Post by Avalancheon » 24 Feb 2020, 18:43

Michael Kenny wrote:
24 Feb 2020, 15:11
So how many more casualties did the Allies endure in Normandy compared to the Germans?
And how is this reflected in German v Allied casualties in 1944-45?
"On a man for man basis German ground soldiers consistently inflicted casualties at about a 50 percent higher rate than they incurred from the opposing British and American troops under all circumstances. This was true when they were attacking and when they were defending, when they had a local numerical superiority and when, as was usually the case, they were outnumbered, when they had air superiority and when they did not, when they won and when they lost." -Trevor N. Dupuy.
Michael Kenny wrote:
24 Feb 2020, 15:11
Indeed it was. The German Horse Gas Masks were a generation in advance of the Allied horse gas masks.
You may have said this in jest, but you are still completely wrong. The lack of an adequate gas mask for horses is one of the reasons why the Germans never used chemical warfare at Normandy. It would have affected their mobility by incapacitating their horses.

But back to topic. Some examples of superior equipment would include the Tiger and Panther tank, the PAK 40 anti-tank gun, the FLAK 36 anti-aircraft gun, the MG 42 machine gun, the STG 44 assault rifle, the Panzerfaust, the Teller mine, the Nebelwurfer rockets, etc. Then there was the Wunderwaffe which had a lesser impact, such as the Me 262 fighter jet, the V1 missile, the V2 rocket, the Type 21 U-boat, etc.
Michael Kenny wrote:
24 Feb 2020, 15:11
Avalancheon wrote:
24 Feb 2020, 14:39
Being strategically outclassed was largely a function of.................
................. being stupid enough to think you could start a war the UK, USA & Soviet Union and win?
Yep, thats part of it.

Aida1 wrote:
24 Feb 2020, 15:49
Their infantry attacks were wasteful and that was not needed. An extremely heavy artillery bombardment is not automaticaly needed either.
Thats because they were using skirmishing lines, a technique that most armys had abandoned by WW1. The Red Army did not aspire to train their infantry for anything more complicated. It is not surprising that they lost so many men when attacking enemy lines.

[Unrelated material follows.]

PR #1314, opened 2020-11-18
Add support for MySQL Administrators

matthchr:
**What this PR does / why we need it**: Adds support for creating MySQL admins

gif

The tactics may have been subpar, but the overall strategy was sound.
Aida1 wrote:
24 Feb 2020, 15:54
Mostly true although where training was concerned, things went down the hill when units had to be refitted with insufficiently trained men. And where inflicting more casualties is concerned, that would only be true on the eastern front because of red army stupidity.
It was true of the Western front as well, though to a lesser degree. On a man per man basis, the British and Americans were not the equal of the Germans.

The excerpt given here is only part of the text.